SSL Certificate Installation on Apache HTTP Server

This article assumes you already have the cert files needed, in case you don't know how to get your cert files. Below are some sample commands used to generate CSRs which you need to provide to Certification Authority for cert file generation.

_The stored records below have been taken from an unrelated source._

PR #1827, opened 2018-08-08
Adding extension configuration/options binding support. Cleaning up configuration

fabiocav:


src/Microsoft.Azure.WebJobs.Extensions.EventHubs/EventHubExtensionConfigProvider.cs
```diff
@@ -48,14 +48,11 @@ public void Initialize(ExtensionConfigContext context)
...
-            // TODO: Can we bind these during service setup?
-            // apply at eventProcessorOptions level (maxBatchSize, prefetchCount)
-
             EventProcessorOptions options = _options.GetOptions();
             options.SetExceptionHandler(ExceptionReceivedHandler);
-            _configuration.Bind("eventHub", options);
 
             // apply at config level (batchCheckpointFrequency)
+            // TODO: Revisit this... All configurable options should move to the Options type.
             _configuration.Bind("eventHub", _options);
```
fabiocav: We need to cleanup the `EventHubConfiguration` type and remove the direct dependency the config provider has on `IConfiguration`. This class shouldn't be binding here.

src/Microsoft.Azure.WebJobs.Extensions.EventHubs/EventHubWebJobsBuilderExtensions.cs
```diff
@@ -12,7 +13,9 @@ public static class EventHubWebJobsBuilderExtensions
     {
         public static IWebJobsBuilder AddEventHubs(this IWebJobsBuilder builder)
         {
-            builder.AddExtension<EventHubExtensionConfigProvider>();
+            builder.AddExtension<EventHubExtensionConfigProvider>()
+                .BindOptions<EventProcessorOptions>();
```
fabiocav: This is an example of using `BindOptions` to automatically bind to the extension section.

src/Microsoft.Azure.WebJobs.Host/Utility.cs
```diff
@@ -0,0 +1,69 @@
...
+        {
+            if (extension == null)
+            {
+                throw new ArgumentNullException(nameof(extension));
+            }
+
+            return GetExtensionName(extension.GetType());
+        }
+
+        private static string GetExtensionName(Type extensionType)
```
fabiocav: This will change once @mathewc  merges his changes. We'll update this to also look at the attribute applied to the provider.

src/Microsoft.Azure.WebJobs.ServiceBus/ServiceBusHostBuilderExtensions.cs
```diff
@@ -14,13 +15,12 @@ public static class ServiceBusHostBuilderExtensions
...
-            builder.Services.AddOptions<ServiceBusOptions>()
-                            .Configure<IConnectionStringProvider>((o, p) =>
-                            {
-                                o.ConnectionString = p.GetConnectionString(ConnectionStringNames.ServiceBus);
-                            });
+            builder.AddExtension<ServiceBusExtensionConfig>()
+                .ConfigureOptions<ServiceBusOptions>((config, options) =>
+                {
+                    config.Bind(options);
+                    options.ConnectionString = config.GetConnectionString(ConnectionStringNames.ServiceBus);
```
fabiocav: This is an example of using `ConfigureOptions` (instead of `BindOptions`), which will give you the entire configuration section so you can assign/manager configuration as needed.

test/Microsoft.Azure.WebJobs.Host.FunctionalTests/Configuration/WebJobsExtensionOptionsConfigurationTests.cs
```diff
@@ -0,0 +1,90 @@
...
+using Microsoft.Extensions.Hosting;
+using Microsoft.Extensions.DependencyInjection;
+using Microsoft.Extensions.DependencyInjection.Extensions;
+using Microsoft.Extensions.Options;
+using Xunit;
+
+namespace Microsoft.Azure.WebJobs.Host.FunctionalTests.Configuration
+{
+    public class WebJobsExtensionOptionsConfigurationTests
+    {
```
fabiocav: These are tests. The test  things.

fabiocav:
Also opened this to track removing `IConnectionStringProvider`: https://github.com/Azure/azure-webjobs-sdk/issues/1828

src/Microsoft.Azure.WebJobs.Host/Properties/AssemblyInfo.cs
```diff
@@ -8,6 +8,7 @@
 [assembly: InternalsVisibleTo("Dashboard.UnitTests")]
 [assembly: InternalsVisibleTo("DynamicProxyGenAssembly2")]
 [assembly: InternalsVisibleTo("Microsoft.Azure.WebJobs.Host.TestCommon")]
+[assembly: InternalsVisibleTo("Microsoft.Azure.WebJobs.Host.EndToEndTests")]
```
brettsam: We've tried to avoid this since the E2E tests are supposed to be how customers would be able to interact with our stuff. Is there something that we need to expose so we can remove this?

src/Microsoft.Azure.WebJobs.Host/Utility.cs
```diff
@@ -0,0 +1,75 @@
...
+            where T : IExtensionConfigProvider
+        {
+            return GetExtensionConfigurationSection(configuration, GetExtensionName<T>());
+        }
+
+        public static IConfigurationSection GetExtensionConfigurationSection(IConfiguration configuration, string extensionName)
+        {
+            string configPath = "extensions";
+
+            if (extensionName != null)
```
brettsam: We'll allow a null extension name? Does that mean it tries to read from directly under "extensions"?

src/Microsoft.Azure.WebJobs.Host/Utility.cs
```diff
@@ -0,0 +1,75 @@
...
+            {
+                throw new ArgumentNullException(nameof(extension));
+            }
+
+            return GetExtensionName(extension.GetType());
+        }
+
+        private static string GetExtensionName(Type extensionType)
+        {
+            string[] defaultSuffixes = new[] { "ExtensionConfigProvider", "ExtensionConfig", "Extension" };
```
brettsam: nit: move this out to a static field?

test/Microsoft.Azure.WebJobs.EventHubs.UnitTests/EventHubTests.cs
```diff
@@ -228,9 +228,9 @@ public void InitializeFromHostMetadata()
                 {
                     c.AddInMemoryCollection(new Dictionary<string, string>
                     {
-                        { "EventHub:MaxBatchSize", "100" },
-                        { "EventHub:PrefetchCount", "200" },
-                        { "EventHub:BatchCheckpointFrequency", "5" },
+                        { "AzureWebJobs:extensions:EventHub:MaxBatchSize", "100" },
+                        { "AzureWebJobs:extensions:EventHub:PrefetchCount", "200" },
+                        { "AzureWebJobs:extensions:EventHub:BatchCheckpointFrequency", "5" },
```
brettsam: Just noticed this -- should this be `EventHubs` (plural)?

test/Microsoft.Azure.WebJobs.Host.FunctionalTests/Configuration/WebJobsExtensionOptionsConfigurationTests.cs
brettsam: We'll be the judge of that. 👨‍⚖️

test/Microsoft.Azure.WebJobs.Host.FunctionalTests/Configuration/WebJobsExtensionOptionsConfigurationTests.cs
```diff
@@ -0,0 +1,90 @@
...
+        public void ConfigureOptions_BindsToConfiguration()
+        {
+            var host = new HostBuilder()
+                .ConfigureAppConfiguration(b =>
+                {
+                    b.AddInMemoryCollection(new Dictionary<string, string>
+                    {
+                        { "AzureWebJobs:extensions:test:config1", "test1" },
+                        { "AzureWebJobs:extensions:test:config2", "test2" }
+                    });
```
brettsam: I know it's not really testing our stuff -- but maybe add a "config3" here to show that it overrides in the configure call below? It'll make it clearer to newer people how this works.

test/Microsoft.Azure.WebJobs.Host.FunctionalTests/Configuration/WebJobsExtensionOptionsConfigurationTests.cs
```diff
@@ -0,0 +1,90 @@
...
+                        o.Config3 = "called";
+                    });
+                }).Build();
+
+            var options = host.Services.GetService<IOptions<TestOptions>>();
+
+            Assert.Equal("test1", options.Value.Config1);
+            Assert.Equal("test2", options.Value.Config2);
+            Assert.Equal("called", options.Value.Config3);
+        }
```
brettsam: Can we have a test that calls `BindOptions<>` and then `ConfigureOptions<>` in one chain?

test/Microsoft.Azure.WebJobs.Host.UnitTests/Configuration/WebJobsExtensionOptionsConfigurationTests.cs
```diff
@@ -0,0 +1,70 @@
...
+            };
+
+            TestOptions options = ConfigureOptions<TestOptions>(config, "testext");
+
+            // Assert
+            Assert.Equal("test1", options.TestValue1);
+            Assert.Equal("test2", options.TestValue2);
+        }
+
+        private TOptions ConfigureOptions<TOptions>(IDictionary<string, string> configValues, string extensionName = null, string rootSectionName = "AzureWebJobs")
```
brettsam: using `rootSectionName` anywhere?

test/Microsoft.Azure.WebJobs.Host.UnitTests/Configuration/WebJobsExtensionOptionsConfigurationTests.cs
```diff
@@ -0,0 +1,70 @@
...
+            Assert.Equal("test1", options.TestValue1);
+            Assert.Equal("test2", options.TestValue2);
+        }
+
+        [Fact]
+        public void Configuration_WithConfiguredRootSectionName_IsBound()
+        {
+            var config = new Dictionary<string, string>
+            {
+                { "AzureWebJobsConfigurationSection", "testroot" },
```
brettsam: This is what Functions will do to swap this out, right?

src/Microsoft.Azure.WebJobs.Host.Storage/RuntimeStorageHostBuilderExtensions.cs
```diff
@@ -42,7 +42,7 @@ public static IWebJobsBuilder AddAzureStorageCoreServices(this IWebJobsBuilder b
             builder.Services.TryAddEnumerable(
                 ServiceDescriptor.Transient<IConfigureOptions<LegacyConfig>, LegacyConfigSetup>());
 
-            builder.Services.TryAddEnumerable(ServiceDescriptor.Transient<IConfigureOptions<JobHostInternalStorageOptions>, JobHostInternalStorageOptionsSetup>());
+            builder.Services.TryAddEnumerable(ServiceDescriptor.Transient<IConfigureOptions<JobHostInternalStorageOptions>, CoreWebJobsOptionsSetup<JobHostInternalStorageOptions>>());
```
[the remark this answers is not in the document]
fabiocav: I kept the existing lifetime, just updating to the shared type (instead of the custom one), but it doesn't have to remain transient.

src/Microsoft.Azure.WebJobs.Host/Configuration/CoreWebJobsOptionsSetup.cs
```diff
@@ -0,0 +1,31 @@
...
+
+using System;
+using System.Collections.Generic;
+using System.Text;
+using Microsoft.Extensions.Configuration;
+using Microsoft.Extensions.Options;
+
+namespace Microsoft.Azure.WebJobs.Host.Configuration
+{
+    internal class CoreWebJobsOptionsSetup<TOptions> : IConfigureOptions<TOptions> where TOptions : class
```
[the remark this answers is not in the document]
fabiocav: I debated just pushing the pattern with the delegate, but this goal of this type is actually to simplify that and do exactly what you're describing; avoid additional types to configure options. 

This is now a single type that handles binding against the root configuration, abstracting away the logic to grab the correct root scope and binding. This will avoid a lot of repetitive code as we properly configure all of the different core options types.

src/Microsoft.Azure.WebJobs.Host/Configuration/WebJobsExtensionOptionsConfiguration.cs
```diff
@@ -0,0 +1,44 @@
...
+        public WebJobsExtensionOptionsConfiguration(IConfiguration configuration, string extensionName)
+            : this(configuration, extensionName, BindOption)
+        {
+            _configuration = configuration ?? throw new ArgumentNullException(nameof(configuration));
+            _extensionName = extensionName;
+        }
+
+        private static void BindOption(IConfigurationSection section, TOptions options)
+        {
+            if (section.Exists())
```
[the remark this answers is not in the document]
fabiocav: I'm just doing a sanity check here. This does avoid additional work, but calling Bind on a section that doesn't exist shouldn't cause any issues.

The `Exists` check is a established pattern in other repos, so I wanted to follow that.

src/Microsoft.Azure.WebJobs.Host/Properties/AssemblyInfo.cs
fabiocav: Yeah, didn't like that either. This was to have access to the newly introduced `Utility` class. I don't really want to make that public.

We could remove the `InternalsVisibleTo` and link to that file. That would prevent us from inadvertently use internal types in tests.

src/Microsoft.Azure.WebJobs.Host/Utility.cs
fabiocav: Kept it like this because this is all temporary. This will be replaced with a single constant as the convention will only be `<Name>ExtensionConfigProvider` and we'll be using the attribute @mathewc is adding.

test/Microsoft.Azure.WebJobs.EventHubs.UnitTests/EventHubTests.cs
fabiocav: It always gets me too, but I verified as I was doing this as every type is `EventHub...` so I kept it consistent here.

test/Microsoft.Azure.WebJobs.Host.FunctionalTests/Configuration/WebJobsExtensionOptionsConfigurationTests.cs
fabiocav: Good idea. I'll add that.

test/Microsoft.Azure.WebJobs.Host.UnitTests/Configuration/WebJobsExtensionOptionsConfigurationTests.cs
fabiocav: Good catch. Leftover after refactoring.

test/Microsoft.Azure.WebJobs.Host.UnitTests/Configuration/WebJobsExtensionOptionsConfigurationTests.cs
fabiocav: Yes. This makes the root configurable.

src/Microsoft.Azure.WebJobs.Host/Configuration/IWebJobsExtensionConfiguration.cs
```diff
@@ -0,0 +1,16 @@
...
+
+using System;
+using System.Collections.Generic;
+using System.Text;
+using Microsoft.Azure.WebJobs.Host.Config;
+using Microsoft.Extensions.Configuration;
+
+namespace Microsoft.Azure.WebJobs.Host.Configuration
+{
+    public interface IWebJobsExtensionConfiguration<T> where T : IExtensionConfigProvider
```
mathewc: The configuration.Configuration naming pattern this introduces does look a little strange.

fabiocav: Didn't like that, but the type name options aren't great considering some of the other types in the SDK. I've renamed the property to `ConfigurationSection` . We can move forward with a type rename later if needed.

openssl req -new -keyout server.key -out server.csr

In case you want decode them for detailed information

openssl req -in server.csr -noout -text

And if you hate to type the password everytime when Apache restarts, you'd better decrypt the private key

openssl rsa –in enc.key -out dec.key

Let's start the real work.

Step1. Enable SSL Module

Uncomment below two lines in httpd.conf

LoadModule ssl_module modules/mod_ssl.so

Include conf/extra/httpd-ssl.conf

Step2. SSL Configuration

Edit below parameters in httpd-ssl.conf

SSLCertificateFile /etc/ssl/crt/primary.crt
SSLCertificateKeyFile /etc/ssl/crt/private.key
SSLCertificateChainFile /etc/ssl/crt/intermediate.crt

add JkMount declaration

JkMount /demo ajp13

JkMount /demo/* ajp13

Step3. Restart Apache

If everything goes well, you can access your app via https.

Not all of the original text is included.